Initially, this is due to the tireless efforts of a crusading radio
evangelist, the Rev. Gustav Briegleb (an intent, focused John Malkovich),
one of whose missions is to expose what he sees as the complete
corruption of the LAPD under Chief James E. Davis (Colm Feore).
On Christine's side from the beginning, the pastor persists in using
her case to spotlight the department's malfeasance, and the character
is notable as one of the few screen depictions of a righteous Christian
leader of this period (the era of Aimee Semple McPherson) to be
cast in an entirely favorable light.
Irrevocably setting the judicial machinery in motion is a boy in
his early teens (Eddie Alderson, extraordinary) who movingly tells
police about some horrific murders of kidnapped boys he's unwillingly
participated in with an unhinged young man, Gordon Northcott (Jason
Butler Harner), out in the desert. What happens next -- to Capt.
Jones, the police chief, the mayor and the murderers, among others
-- is all part of the public record and the less than salubrious
history of Los Angeles politics.
The intercutting of two heavyweight proceedings, a murder trial
and a landmark City Hall hearing, provide the story's dramatic crescendo,
although even greater tension stems from what comes thereafter.
In the end, "Changeling" joins the likes of "Chinatown"
and "L.A. Confidential" as a sorrowful critique of the
city's political culture.
A dozen filmmakers could have taken a dozen different approaches
to the same material -- sensationalistic, melodramatic, expose-minded,
a kid's or killer's p.o.v., and so on. Perhaps the best way to describe
Eastwood's approach is that he's extremely attentive -- to the central
elements of the story, to be sure (with its echoes of "A Perfect
World"), but also to the fluidity between the private and the
public, the arbitrariness of life and death, the distinct ways different
people view the same thing, the destructive behavior of some adults
toward children and the quality of life in California around the
time he was born.
Despite the material's dark themes, the Los Angeles setting helps
make "Changeling" one of Eastwood's most visually vivid
films; cinematographer Tom Stern's mobile camera has a graceful
elegance, and several panoramic CGI vistas merge smoothly with location
lensing to unemphatically evoke the dustier, less congested city
of 80 years ago. Production designer James J. Murakami's many sets
impressively create a constant play of light and dark environments,
and further period verisimilitude stems from Deborah Hopper's costumes
and the occasional presence of the extinct Red Car trolleys.

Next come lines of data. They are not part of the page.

PR #6063, opened 2025-10-15
fix Cloudbadge

Myestery:
This pull request refactors how top bar badges are handled in the application, making badge rendering extensible and moving cloud badge logic into the extension system. The main changes include replacing the old `CloudBetaBadge` component with a new, generic badge system, introducing a Pinia store for badge management, and updating the extension API to support top bar badges.

**Badge System Refactor and Extensibility**

* Replaced the hardcoded `CloudBetaBadge` with a new `TopbarBadges` component, which dynamically renders badges from the store instead of relying on the `isCloud` flag in `TopMenubar.vue`. [[1]](diffhunk://#diff-b7d7bf1028f09fb907c09edf27631214d005c93b80eaff7cf15cfd53671b1e8aL9-R9) [[2]](diffhunk://#diff-b7d7bf1028f09fb907c09edf27631214d005c93b80eaff7cf15cfd53671b1e8aL43-R48)

* Renamed and refactored `CloudBetaBadge.vue` to `TopbarBadge.vue`, making it accept a generic `badge` prop and removing i18n logic from the component.

* Added a new `TopbarBadges.vue` component to render all badges from the `topbarBadgeStore`.

**Badge Data Management**

* Introduced a new Pinia store `topbarBadgeStore` that aggregates top bar badges from all extensions, enabling dynamic badge management.

**Extension System Integration**

* Updated the extension API (`ComfyExtension` interface) to support a new `topbarBadges` property, allowing extensions to contribute badges to the top bar.

* Added a core extension (`cloudBadge.ts`) that registers a "Comfy Cloud" beta badge when running in a cloud environment, using the new badge system. [[1]](diffhunk://#diff-b7818ca9daae2411d56695777160b8132507f2a3ff4f700d2510453c8833ca75R1-R16) [[2]](diffhunk://#diff-236993d9e4213efe96d267c75c3292d32b93aa4dd6c3318d26a397e0ae56bc87R2)

**Type Definitions**

* Added a new `TopbarBadge` type to `comfy.ts` to define the structure for top bar badges, supporting optional labels.

PR #6064, opened 2025-10-15
subscription page

jtydhr88:
Summary

  Implements cloud subscription management UI and flow for ComfyUI Cloud users.

  Core Features:
  - Subscription Status Tracking: Global reactive state management for subscription status across all components
  using shared subscriptionStatus ref
  - Subscribe to Run Button: Replaces the Run button in the actionbar with a "Subscribe to Run" button for users
  without active subscriptions
  - Subscription Required Dialog: Modal dialog with subscription benefits, pricing, and checkout flow with video
  background
  - Subscription Settings Panel: New settings panel showing subscription status, renewal date, and quick access to
  billing management
  - Auto-detection & Polling: Automatically polls subscription status after checkout completion and syncs state
  across the application

https://github.com/user-attachments/assets/f41b8e6a-5845-48a7-8169-3a6fc0d2e5c8

┆Issue is synchronized with this [Notion page](https://www.notion.so/PR-6064-subscription-page-28d6d73d36508135a2a0fe7c94b40852) by [Unito](https://www.unito.io)


src/platform/cloud/subscription/components/SubscriptionRequiredDialogContent.vue
```diff
@@ -0,0 +1,125 @@
...
+}
+
+const stopPolling = () => {
+  if (pollInterval) {
+    clearInterval(pollInterval)
+    pollInterval = null
+  }
+  isPolling.value = false
+  isLoading.value = false
+}
```
arjansingh: ~I think [useTimeoutPoll](https://vueuse.org/core/useTimeoutPoll/#usetimeoutpoll) could handle most of this. Less code for us to write.~

I thought about this more... I don't actually think useTimeoutPoll is clearer.

src/stores/firebaseAuthStore.ts
```diff
@@ -367,6 +386,75 @@ export const useFirebaseAuthStore = defineStore('firebaseAuth', () => {
     return response.json()
   }
 
+  /**
+   * Fetch the current cloud subscription status for the authenticated user
+   * @returns Subscription status or null if no subscription exists
+   */
+  const fetchSubscriptionStatus =
```
arjansingh: The subscription logic might be better of in it's own dedicated store.

src/components/dialog/content/setting/SubscriptionPanel.vue
```diff
@@ -0,0 +1,285 @@
...
+  const date = new Date(authStore.subscriptionStatus.renewal_date)
+  return date.toLocaleDateString('en-US', {
+    month: 'short',
+    day: 'numeric',
+    year: 'numeric'
+  })
+})
+
+const latestEvents = ref<AuditLog[]>([])
+const isLoadingEvents = ref(false)
```
arjansingh: suggestion: if we moved some of this logic into a composable we could probably break this up into several smaller components.

src/App.vue
```diff
@@ -41,6 +48,32 @@ const showContextMenu = (event: MouseEvent) => {
   }
 }
 
+const checkSubscriptionStatus = async () => {
+  if (!isCloud) return
+
+  if (!isLoggedIn.value) return
+
+  try {
+    const status = await authActions.fetchSubscriptionStatus()
```
arjansingh: Another reason to break out the subscription work, we can do what @Myestery in https://github.com/Comfy-Org/ComfyUI_frontend/pull/6063 an dynamically load the subscription code and components only when we need them.

src/components/actionbar/ComfyActionbar.vue
```diff
@@ -33,15 +34,28 @@ import Panel from 'primevue/panel'
 import type { Ref } from 'vue'
 import { computed, inject, nextTick, onMounted, ref, watch } from 'vue'
 
+import { isCloud } from '@/platform/distribution/types'
 import { useSettingStore } from '@/platform/settings/settingStore'
+import { useFirebaseAuthStore } from '@/stores/firebaseAuthStore'
 import { cn } from '@/utils/tailwindUtil'
 
 import ComfyQueueButton from './ComfyQueueButton.vue'
+import SubscribeToRun from './SubscribeToRun.vue'
```
arjansingh: this is another good example of where we could dynamically import the component.

arjansingh (commented):
Overall this is a very good draft. 

I made a couple of comments on how and where we can be dynamically importing off of `isCloud`.

That and moving the subscription stuff out of firebase and into it's own store are the big comments.

src/components/dialog/content/setting/SubscriptionPanel.vue
```diff
@@ -0,0 +1,285 @@
...
+        </div>
+      </div>
+
+      <div v-if="hasActiveSubscription" class="grow overflow-auto">
+        <div class="rounded-lg border border-charcoal-400 p-4">
+          <div>
+            <div class="flex items-center justify-between">
+              <div>
+                <div class="flex items-baseline gap-1">
+                  <span class="text-2xl font-bold">$20.00</span>
```
arjansingh: Can we make this number a `const` so it's easy to update if we need to?

src/stores/firebaseAuthStore.ts
arjansingh: @jtydhr88 we can't put this in a subscription store that we can dynamically import?

src/services/dialogService.ts
```diff
@@ -485,6 +486,22 @@ export const useDialogService = () => {
...
+      dialogComponentProps: {
+        closable: true,
+        style: 'width: 720px; height: 434px;',
+        pt: {
+          content: {
+            class: 'overflow-hidden p-0!'
+          }
+        }
+      }
+    })
```
arjansingh, line 518:
```suggestion
  if(isCloud) {
    dialogStore.showDialog({
      key: 'subscription-required',
      component: SubscriptionRequiredDialogContent,
      dialogComponentProps: {
        closable: true,
        style: 'width: 720px; height: 434px;',
        pt: {
          content: {
            class: 'overflow-hidden p-0!'
          }
        }
      }
    })
  }
```

@christian-byrne would we handle it like this so it compiles to a noop? Or should we actually create a cloud dialog service?

src/services/dialogService.ts
```diff
@@ -8,6 +8,7 @@ import LoadWorkflowWarning from '@/components/dialog/content/LoadWorkflowWarning
 import MissingModelsWarning from '@/components/dialog/content/MissingModelsWarning.vue'
 import PromptDialogContent from '@/components/dialog/content/PromptDialogContent.vue'
 import SignInContent from '@/components/dialog/content/SignInContent.vue'
+import SubscriptionRequiredDialogContent from '@/components/dialog/content/SubscriptionRequiredDialogContent.vue'
```
arjansingh: This should be a dynamic import.

src/platform/settings/composables/useSettingUI.ts
```diff
@@ -78,6 +80,17 @@ export function useSettingUI(
     )
   }
 
+  const subscriptionPanel: SettingPanelItem = {
```
arjansingh:
```suggestion
  const subscriptionPanel: SettingPanelItem | null = !isCloud ? null : {
```

@christian-byrne ternaries should get compiled out right? Basing code on line 145-146 below.

src/extensions/core/cloudSubscription.ts
```diff
@@ -0,0 +1,25 @@
...
+    const { requireActiveSubscription } = useSubscription()
+
+    const checkSubscriptionStatus = () => {
+      if (!isLoggedIn.value) return
+
+      void requireActiveSubscription()
+    }
+
+    watch(() => isLoggedIn.value, checkSubscriptionStatus, { immediate: true })
+  }
```
arjansingh: if you can we want to try to copy this ternary setup pattern from here:

https://github.com/Comfy-Org/ComfyUI_frontend/pull/6063/files#diff-b7818ca9daae2411d56695777160b8132507f2a3ff4f700d2510453c8833ca75R8-R15

src/components/actionbar/ComfyActionbar.vue
```diff
@@ -31,13 +32,29 @@ import {
...
 import { cn } from '@/utils/tailwindUtil'
 
 import ComfyQueueButton from './ComfyQueueButton.vue'
 
+const { isActiveSubscription } = useSubscription()
+
+const SubscribeToRun = isCloud
+  ? defineAsyncComponent(() => import('./SubscribeToRun.vue'))
+  : null
+
```
arjansingh: `useSubscription` should be dynamically imported and all of that code should be wrapped up in `isCloud`.

something like:
```ts
// Top-level - safe to import

// Inside component setup
let subscriptionState = ref(false)
let SubscribeToRun: Component | null = null

if (isCloud) {
  const { useSubscription } = await import('@/composables/auth/useSubscription')
  const { isActiveSubscription } = useSubscription()
  subscriptionState = isActiveSubscription

  SubscribeToRun = defineAsyncComponent(
    () => import('./SubscribeToRun.vue')
  )
}
```

src/composables/auth/useFirebaseAuthActions.ts
```diff
@@ -145,12 +145,32 @@ export const useFirebaseAuthActions = () => {
...
+      throw new Error(
+        t('toastMessages.failedToInitiateSubscription', {
+          error: 'No checkout URL returned'
+        })
+      )
+    }
+
+    window.open(response.checkout_url, '_blank')
+  }, reportError)
+
```
arjansingh: We should pull these out into `useSubscription`. It's already importing the `authStore`.

src/composables/auth/useSubscription.ts
```diff
@@ -0,0 +1,91 @@
+import { computed } from 'vue'
```
arjansingh: This composable is 🔥. I like it.

public/assets/images/cloud-subscription.webm
arjansingh, line 1: @christian-byrne do we want assets here or should this just get uploaded to GCS and we serve up a publicly signed link?

arjansingh (commented):
@jtydhr88 left a few more comments. The overall feature code looks solid. It's mainly around making sure we properly set up build time flags so we can remove this code where it's not needed.

@christian-byrne I think we should move the subscription-specific files into `@src//platform/cloud/subscription/`. It would definitely centralize everything. Thoughts?

christian-byrne:
There is a merge conflict it seems.

jtydhr88:
@christian-byrne fixed

christian-byrne:
Are these failing tests expected? Can you check the visual results: https://dbd3e99a.comfyui-playwright-chromium.pages.dev/#?q=s:failed

src/components/actionbar/ComfyActionbar.vue
```diff
@@ -34,7 +34,8 @@
             )
           "
         />
-        <ComfyQueueButton />
+        <SubscribeToRun v-if="!activeSubscription" />
+        <ComfyQueueButton v-else />
```
christian-byrne: Won't this hide the queue button on OSS build? We can use something like

```vue
<component :is=runButtonImplementation />
```

jtydhr88: fixed

src/components/actionbar/ComfyActionbar.vue
christian-byrne, line 1: Can you encapsulate the subscription logic into a single component like

```vue
// ExampleWrapper.vue
<template>
  <ComfyRunButton v-if=subscribed  />
  <SubscribeToRunButton v-else />
</template>
<script>
// all cloud-specific modules go here (like useSubscription.ts)
</script>
```

Then this becomes simpler and easier to work with:

```typescript
const runButtonImplementation = computed(() => {
  if (!isCloud) {
    return defineAsyncComponent(
      () => import('@/components/actionbar/ComfyQueueButton.vue')
    )
  } else {
    return defineAsyncComponent(
      () => import('@/components/actionbar/ExampleWrapper.vue')
    )
  }
})
```

christian-byrne: Actually, if we do the above, then we can simplify even further by following pattern outlined here: https://github.com/Comfy-Org/ComfyUI_frontend/pull/6112#pullrequestreview-3352394794

with 

```
ComfyRunButton/
    ExampleWrapper.vue
    ComfyQueueButton.vue
    index.ts
```

src/extensions/core/cloudSubscription.ts
```diff
@@ -0,0 +1,27 @@
...
+
+import { useCurrentUser } from '@/composables/auth/useCurrentUser'
+import { useSubscription } from '@/platform/cloud/subscription/composables/useSubscription'
+import { isCloud } from '@/platform/distribution/types'
+import { useExtensionService } from '@/services/extensionService'
+
+useExtensionService().registerExtension({
+  name: 'Comfy.CloudSubscription',
+
+  setup: isCloud
```
christian-byrne: You don't need to check `isCloud` here, because the extension is only imported on cloud anyway

src/platform/cloud/subscription/components/SubscriptionPanel.vue
```diff
@@ -0,0 +1,289 @@
+<template>
+  <TabPanel value="Plan & Credits" class="subscription-container h-full">
```
christian-byrne: Will this be translated?

src/platform/cloud/subscription/components/SubscriptionPanel.vue
```diff
@@ -0,0 +1,289 @@
...
+                          {{
+                            event.createdAt
+                              ? customerEventService.formatDate(event.createdAt)
+                              : ''
+                          }}
+                        </span>
+                      </div>
+                      <div
+                        v-if="event.params?.amount !== undefined"
+                        :class="['font-bold']"
```
christian-byrne:
```suggestion
                        class="font-bold"
```

src/platform/cloud/subscription/components/SubscriptionPanel.vue
```diff
@@ -0,0 +1,289 @@
...
+  }
+}
+
+onMounted(async () => {
+  await Promise.all([
+    authActions.fetchBalance(),
+    fetchStatus(),
+    fetchLatestEvents()
+  ])
+})
```
christian-byrne: Does this need to block the setup? Can we start these functions without `await` and display a loading state? Or, use something like https://vueuse.org/core/useAsyncState/

src/platform/cloud/subscription/components/SubscriptionPanel.vue
```diff
@@ -0,0 +1,289 @@
...
+
+const handleRefreshBalance = async () => {
+  await Promise.all([
+    authActions.fetchBalance(),
+    fetchStatus(),
+    fetchLatestEvents()
+  ])
```
christian-byrne: This seems like it could be refactored into a single function since it is done in 3 places.

src/platform/cloud/subscription/composables/useSubscription.ts
```diff
@@ -0,0 +1,209 @@
...
+import { COMFY_API_BASE_URL } from '@/config/comfyApi'
+import { t } from '@/i18n'
+import { isCloud } from '@/platform/distribution/types'
+import { useDialogService } from '@/services/dialogService'
+import {
+  FirebaseAuthStoreError,
+  useFirebaseAuthStore
+} from '@/stores/firebaseAuthStore'
+
+const MONTHLY_SUBSCRIPTION_PRICE = 20
```
christian-byrne: Can we move it to a file like in `src/config/subscriptionPricesConfig.ts` so that backend/ops teams can change it more easily in the future (or we can make it a build-time var)?

src/platform/cloud/subscription/composables/useSubscription.ts
```diff
@@ -0,0 +1,209 @@
...
+      async (loggedIn) => {
+        if (loggedIn) {
+          await fetchSubscriptionStatus()
+        } else {
+          subscriptionStatus.value = null
+        }
+      },
+      { immediate: true }
+    )
+  }
```
christian-byrne, line 158: Is the purpose of this to react to whenver the user logs in or changes account? Can it use the `onUserResolved` API from useCurrentUser composable?

src/services/dialogService.ts
christian-byrne: (replying to comment about whether this needs a no op) This should be tree-shaken due to the early return above I think - so I think it's fine how it is. (no change necessary).

src/platform/cloud/subscription/components/SubscriptionPanel.vue
jtydhr88: here would not be used in i18n, translated label is using in useSettingUI.ts https://github.com/Comfy-Org/ComfyUI_frontend/blob/c6b528b8be5f99cc6677250bbe92639a073ec779/src/platform/settings/composables/useSettingUI.ts#L73

src/platform/cloud/subscription/composables/useSubscription.ts
jtydhr88: I tried but onUserResovlved could not detect when if user logout, it could only get when user login, and I need to know when if user log out then set subscriptionStatus.value = null
image

src/platform/cloud/subscription/components/SubscriptionPanel.vue
jtydhr88: but this TabPanel's value is also matched to the label in useSettingUI.ts

src/platform/cloud/subscription/composables/useSubscription.ts
christian-byrne: Got it. In the future we could add a similar hook `onAuthUserLoggedOut`

src/extensions/core/cloudSubscription.ts
jtydhr88: fixed

src/platform/cloud/subscription/components/SubscriptionPanel.vue
jtydhr88: fixed

src/platform/cloud/subscription/components/SubscriptionPanel.vue
jtydhr88: fixed

src/platform/cloud/subscription/components/SubscriptionPanel.vue
jtydhr88: fixed

src/platform/cloud/subscription/components/SubscriptionPanel.vue
jtydhr88: fixed

src/platform/cloud/subscription/composables/useSubscription.ts
jtydhr88: fixed

christian-byrne (approved):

As she did in "A Mighty Heart," Jolie plays a woman abruptly
and agonizingly deprived of the person closest to her. But impressive
as she may have been as the wife of Danny Pearl, her performance
here hits home more directly due to the lack of affectation -- no
accent, frizzed hair or darkened complexion, and no attempt to consciously
rein in emotion. There are inevitable one-note aspects to her Christine
Collins, as she must exasperatedly repeat her positions to the authorities
again and again. But Jolie makes it clear Christine maintains a
grip on her sanity in the face of many assaults on its stability.
Pic offers a wealth of sterling supporting turns, from significant
ones down to fleeting bit parts. The pressure felt by the police
to toe the party line is deftly expressed in different ways by Donovan,
Feore and Michael Kelly, the latter very fine as the cop who unearths
the evidence at the murder site. Harner is startlingly unpredictable
as the showboating but wimpy killer, while Geoff Pierson is commandingly
charismatic as the eminent lawyer who calls the city big shots to
account.
Postscript noting the fates of certain characters conveniently elides
the sad and/or ironic destinies awaiting some of them.
A Universal release of a Universal Pictures
and Imagine Entertainment presentation in association with Relativity
Media of a Malpaso production. Produced by Clint Eastwood, Brian
Grazer, Ron Howard, Robert Lorenz. Executive producers, Tim Moore,
Jim Whitaker.
Directed by Clint Eastwood. Screenplay, J. Michael Straczynski.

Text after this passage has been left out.